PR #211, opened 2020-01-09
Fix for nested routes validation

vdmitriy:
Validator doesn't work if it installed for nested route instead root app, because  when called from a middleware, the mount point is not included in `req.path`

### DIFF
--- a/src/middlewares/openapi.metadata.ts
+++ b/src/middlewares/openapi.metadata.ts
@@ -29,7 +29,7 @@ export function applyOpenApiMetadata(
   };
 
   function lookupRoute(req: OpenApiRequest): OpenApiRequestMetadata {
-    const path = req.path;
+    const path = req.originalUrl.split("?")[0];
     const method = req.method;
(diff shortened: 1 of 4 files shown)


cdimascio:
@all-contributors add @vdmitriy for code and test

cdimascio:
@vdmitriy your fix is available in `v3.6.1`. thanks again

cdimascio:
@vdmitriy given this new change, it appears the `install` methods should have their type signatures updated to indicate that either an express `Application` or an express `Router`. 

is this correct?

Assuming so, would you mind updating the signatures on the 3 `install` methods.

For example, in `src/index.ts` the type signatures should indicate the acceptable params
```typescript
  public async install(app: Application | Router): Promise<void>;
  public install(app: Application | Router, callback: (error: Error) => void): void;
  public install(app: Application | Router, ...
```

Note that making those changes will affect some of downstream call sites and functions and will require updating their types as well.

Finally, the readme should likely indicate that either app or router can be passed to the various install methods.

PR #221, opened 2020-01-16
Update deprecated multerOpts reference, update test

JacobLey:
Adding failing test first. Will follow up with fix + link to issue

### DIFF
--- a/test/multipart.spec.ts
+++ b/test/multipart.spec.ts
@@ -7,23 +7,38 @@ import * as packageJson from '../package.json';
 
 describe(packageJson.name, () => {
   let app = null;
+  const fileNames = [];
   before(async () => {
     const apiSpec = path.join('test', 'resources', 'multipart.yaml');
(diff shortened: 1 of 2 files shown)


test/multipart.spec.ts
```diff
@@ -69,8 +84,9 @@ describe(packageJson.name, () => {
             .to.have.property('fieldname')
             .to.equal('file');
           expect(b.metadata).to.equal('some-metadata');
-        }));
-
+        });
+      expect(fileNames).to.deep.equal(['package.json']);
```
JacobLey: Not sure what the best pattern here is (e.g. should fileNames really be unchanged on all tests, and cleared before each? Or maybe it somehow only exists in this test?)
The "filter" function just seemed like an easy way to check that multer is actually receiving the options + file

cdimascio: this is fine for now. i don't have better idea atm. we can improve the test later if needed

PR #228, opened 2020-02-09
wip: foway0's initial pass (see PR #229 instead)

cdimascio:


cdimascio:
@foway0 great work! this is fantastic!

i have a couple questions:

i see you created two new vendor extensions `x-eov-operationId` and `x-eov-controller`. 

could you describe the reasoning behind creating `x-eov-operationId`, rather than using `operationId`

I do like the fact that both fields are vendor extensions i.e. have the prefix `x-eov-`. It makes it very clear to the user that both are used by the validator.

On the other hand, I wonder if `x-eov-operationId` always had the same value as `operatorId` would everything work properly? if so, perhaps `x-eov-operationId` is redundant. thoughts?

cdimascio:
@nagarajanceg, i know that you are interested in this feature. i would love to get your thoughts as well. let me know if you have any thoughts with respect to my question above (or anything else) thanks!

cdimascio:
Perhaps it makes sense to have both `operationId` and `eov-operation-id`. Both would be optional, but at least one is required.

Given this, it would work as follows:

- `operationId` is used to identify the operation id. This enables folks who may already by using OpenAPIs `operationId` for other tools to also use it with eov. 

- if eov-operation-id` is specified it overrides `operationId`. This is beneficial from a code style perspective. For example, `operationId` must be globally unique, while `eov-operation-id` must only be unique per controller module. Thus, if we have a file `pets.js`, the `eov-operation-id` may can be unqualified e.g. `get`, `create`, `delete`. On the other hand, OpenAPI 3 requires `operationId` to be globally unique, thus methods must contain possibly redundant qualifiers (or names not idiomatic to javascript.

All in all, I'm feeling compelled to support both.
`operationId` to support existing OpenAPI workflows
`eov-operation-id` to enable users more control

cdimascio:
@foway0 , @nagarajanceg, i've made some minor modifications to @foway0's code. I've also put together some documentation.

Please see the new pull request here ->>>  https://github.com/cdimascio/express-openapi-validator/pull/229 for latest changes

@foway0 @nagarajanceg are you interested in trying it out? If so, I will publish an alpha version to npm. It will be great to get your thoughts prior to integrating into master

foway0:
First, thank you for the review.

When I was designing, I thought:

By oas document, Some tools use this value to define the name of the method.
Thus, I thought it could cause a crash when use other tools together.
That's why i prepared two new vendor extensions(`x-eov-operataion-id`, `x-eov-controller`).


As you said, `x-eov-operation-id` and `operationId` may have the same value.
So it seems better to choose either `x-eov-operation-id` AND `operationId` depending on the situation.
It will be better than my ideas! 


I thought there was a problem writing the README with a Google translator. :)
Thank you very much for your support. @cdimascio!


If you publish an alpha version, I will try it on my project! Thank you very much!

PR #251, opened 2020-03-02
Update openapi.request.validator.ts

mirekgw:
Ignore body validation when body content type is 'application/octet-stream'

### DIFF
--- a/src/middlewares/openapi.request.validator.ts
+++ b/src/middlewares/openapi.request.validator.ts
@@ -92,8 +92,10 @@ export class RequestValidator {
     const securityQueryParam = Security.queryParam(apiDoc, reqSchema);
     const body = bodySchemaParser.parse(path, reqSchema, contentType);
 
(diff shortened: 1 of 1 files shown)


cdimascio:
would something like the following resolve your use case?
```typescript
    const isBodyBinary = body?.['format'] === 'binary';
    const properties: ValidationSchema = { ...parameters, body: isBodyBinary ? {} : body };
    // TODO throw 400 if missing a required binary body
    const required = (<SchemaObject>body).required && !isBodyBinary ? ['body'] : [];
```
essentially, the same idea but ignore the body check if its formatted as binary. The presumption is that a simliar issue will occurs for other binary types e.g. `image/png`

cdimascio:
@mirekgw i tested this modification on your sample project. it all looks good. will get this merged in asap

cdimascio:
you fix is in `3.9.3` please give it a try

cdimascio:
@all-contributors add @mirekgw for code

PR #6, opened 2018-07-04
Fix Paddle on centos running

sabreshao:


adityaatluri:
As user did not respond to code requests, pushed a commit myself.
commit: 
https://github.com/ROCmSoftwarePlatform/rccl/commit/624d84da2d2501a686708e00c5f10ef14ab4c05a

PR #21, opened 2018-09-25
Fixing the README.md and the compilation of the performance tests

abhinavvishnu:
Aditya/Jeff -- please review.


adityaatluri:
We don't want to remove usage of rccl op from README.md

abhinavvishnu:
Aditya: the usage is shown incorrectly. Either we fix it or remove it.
• • • • •
### Activity
Please repeat each line from the one with "you fix is in" through the last line of the data above, and add nothing.

### Solution for this exercise
you fix is in `3.9.3` please give it a try

cdimascio:
@all-contributors add @mirekgw for code

PR #6, opened 2018-07-04
Fix Paddle on centos running

sabreshao:


adityaatluri:
As user did not respond to code requests, pushed a commit myself.
commit: 
https://github.com/ROCmSoftwarePlatform/rccl/commit/624d84da2d2501a686708e00c5f10ef14ab4c05a

PR #21, opened 2018-09-25
Fixing the README.md and the compilation of the performance tests

abhinavvishnu:
Aditya/Jeff -- please review.


adityaatluri:
We don't want to remove usage of rccl op from README.md

abhinavvishnu:
Aditya: the usage is shown incorrectly. Either we fix it or remove it.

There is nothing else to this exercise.